- _Task goal_:
Every record that follows must be set down word for word.

(Dataset extract begins)

PR #8038, opened 2025-07-03
[range.join.iterator] Remove spurious return

hewillk:
I suspect this is editorial rather than LWG, since the return type of `ranges::iter_swap` is explicitly defined as `void`.


jwakely (approved):

jwakely:
This was present in [P0896] so is not a misapplication of the approved wording. But I agree it's redundant and should be removed.

jensmaurer (approved):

(Dataset extract ends)

- _The completed task_:
PR #8038, opened 2025-07-03
[range.join.iterator] Remove spurious return

hewillk:
I suspect this is editorial rather than LWG, since the return type of `ranges::iter_swap` is explicitly defined as `void`.


jwakely (approved):

jwakely:
This was present in [P0896] so is not a misapplication of the approved wording. But I agree it's redundant and should be removed.

jensmaurer (approved):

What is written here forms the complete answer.